WASHINGTON (AP) — Spurred by a series of fiery train crashes, a push by government and industry to make safer tank cars used for shipping crude oil and ethanol has bogged down in squabbling and finger-pointing over whether they’re needed and if so, who should pay.

The Transportation Department, worried about the potential for catastrophic accidents involving oil and ethanol trains that are sometimes as many as 100 cars long, is drafting new tank-car regulations aimed at making the cars less likely to spill their contents in the event of a crash. But final rules aren’t expected until late this year at the earliest, and it is common for such government rulemaking to drag on for years.

But one safety official said urgent action is needed.

The Obama administration needs to take steps immediately to protect the public from potentially catastrophic oil train accidents even if it means using emergency authority, Deborah Hersman, chairwoman of the National Transportation Safety Board, said Wednesday.

“We are very clear that this issue needs to be acted on very quickly,” she told reporters at the conclusion of a two-day forum the board held on the rail transport of oil and ethanol. “There is a very high risk here that hasn’t been addressed.”

The Transportation Department said in a statement in response to Hersman that: Safety is our top priority, which is why we’re putting every option on the table when it comes to improving the safe transport of crude oil by rail.”

The freight railroad industry proposed tougher tank-car standards last fall, and recently upped its proposal another notch. The government and the Association of American Railroads say oil being shipped from the booming Bakken region of North Dakota and Montana may be more volatile than previously thought.

But oil companies — which own or lease the tank cars, and would have to bear much of the cost of tougher standards — want to stick to voluntary standards agreed to by both industries three years ago unless it can be shown that new standards are needed, American Petroleum Institute officials said.
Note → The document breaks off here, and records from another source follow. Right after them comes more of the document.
PR #7916, opened 2019-07-20
FEATURE: list category moderators on the about page

OsamaSayegh:
image

### DIFF
--- a/app/assets/javascripts/discourse/helpers/category-link.js.es6
+++ b/app/assets/javascripts/discourse/helpers/category-link.js.es6
@@ -19,7 +19,7 @@ function categoryStripe(color, classes) {
 /**
   Generates category badge HTML
 
-  @param {Object|number} category The category to generate the badge for, or the category ID.
+  @param {Object} category The category to generate the badge for.
   @param {Object} opts
     @param {String}  [opts.url] The url that we want the category badge to link to.
     @param {Boolean} [opts.allowUncategorized] If false, returns an empty string for the uncategorized category.
@@ -28,10 +28,6 @@ function categoryStripe(color, classes) {
 **/
 export function categoryBadgeHTML(category, opts) {
   opts = opts || {};
-
-  if (typeof category === "number") {
-    category = Discourse.Site.currentProp("categories").findBy("id", category);
-  }
 
   if (
     !category ||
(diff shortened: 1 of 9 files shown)


app/assets/javascripts/discourse/helpers/category-link.js.es6
```diff
@@ -29,6 +29,10 @@ function categoryStripe(color, classes) {
 export function categoryBadgeHTML(category, opts) {
   opts = opts || {};
 
+  if (typeof category === "number") {
```
eviltrout: I find this kind of API "surprising" and I think in the long term it's much easier to pick one rather than the other. I suggest only accepting the category object, and having the route wire it up for you. I should note if you use the Store for doing this query, category_id should automatically be converted to objects for you.

OsamaSayegh: Ok done, does it look good now?

app/models/about.rb
```diff
@@ -66,4 +80,20 @@ def stats
...
+    return [] if category_ids.blank?
+    results = DB.query(<<~SQL, category_ids: category_ids)
+      SELECT c.id category_id, array_agg(gu.user_id) user_ids
+      FROM categories c
+      JOIN group_users gu
+      ON gu.group_id = reviewable_by_group_id
+      WHERE c.id IN (:category_ids)
+      GROUP BY c.id
+    SQL
+    moderators = User.where(id: results.map(&:user_ids).flatten).map { |u| [u.id, u] }.to_h
```
tgxworld:
```suggestion
    moderators = {}
    User.where(id: results.map(&:user_ids).flatten).each do |user|
      moderators[user.id] = user
    end
    moderators
```

This reduces multiple array allocations

app/assets/javascripts/discourse/routes/about.js.es6
```diff
@@ -16,6 +16,17 @@ export default Discourse.Route.extend({
       });
       result.about.admins = activeAdmins;
       result.about.moderators = activeModerators;
+
+      const { category_moderators: categoryModerators } = result.about;
+      if (categoryModerators && categoryModerators.length) {
+        categoryModerators.forEach((obj, index) => {
+          const category = Discourse.Site.currentProp("categories").findBy(
```
eviltrout: Is there no `this.site` available in the route?

eviltrout: Also you could import `Category` and do `Category.findById()`

PR #7918, opened 2019-07-21
Unify under Ruby 2.6.3

larouxn:
While we're already testing with Ruby `2.6.3`, there are a couple instances of `<2.6.3`.
https://github.com/discourse/discourse/blob/eb26bee046c264602933f43d29c734a7e266928e/.travis.yml#L36-L37

Was wondering if we'd like to unify everything under Ruby `2.6.3`. Note, there are some mentions of "at least Ruby 2.5" but I think those make sense as is.


eviltrout:
I don't think we're ready to make this call yet, sorry.

PR #7923, opened 2019-07-23
bug: keep query params present in auth_redirect

mrfinch:
https://meta.discourse.org/t/user-api-keys-payload-and-existing-query-string-leads-to-a-double-question-mark/123617


eviltrout:
This looks good, thanks!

The railroads, they say, are refusing to share the “scientific basis” for their proposal.

The petroleum institute wants “a comprehensive examination” of changes proposed by the rail industry, including whatever computer-modeling was used to support tougher standards so that it can be peer-reviewed, said Brian Straessle, a spokesman for the institute. “So far, no data has been provided,” he said.

The railroads are “pulling this out of thin air,” said Eric Wohlschlegel, another petroleum institute official.

The government, however, says it’s the oil industry that’s not sharing its data.  Transportation Department officials complained recently that the agency had received only limited data from a few oil companies on the safety characteristics of Bakken oil, despite requests made in January by Secretary Anthony Foxx. Hundreds of oil producers, shippers, and brokers operate in the region.

So far, only seven oil companies have responded, and several of those provided only sparse information, Foxx said in an interview. The government wants to know what is in the oil so regulators can decide what types of protections are needed for shipping, he said.

“One of the most fundamental questions that cuts across everything in crude oil by rail is how it is classified,” Foxx said. “If it is not classified correctly at the beginning, then it is not packaged correctly and the emergency response needs aren’t understood by the communities through which this material is moving.”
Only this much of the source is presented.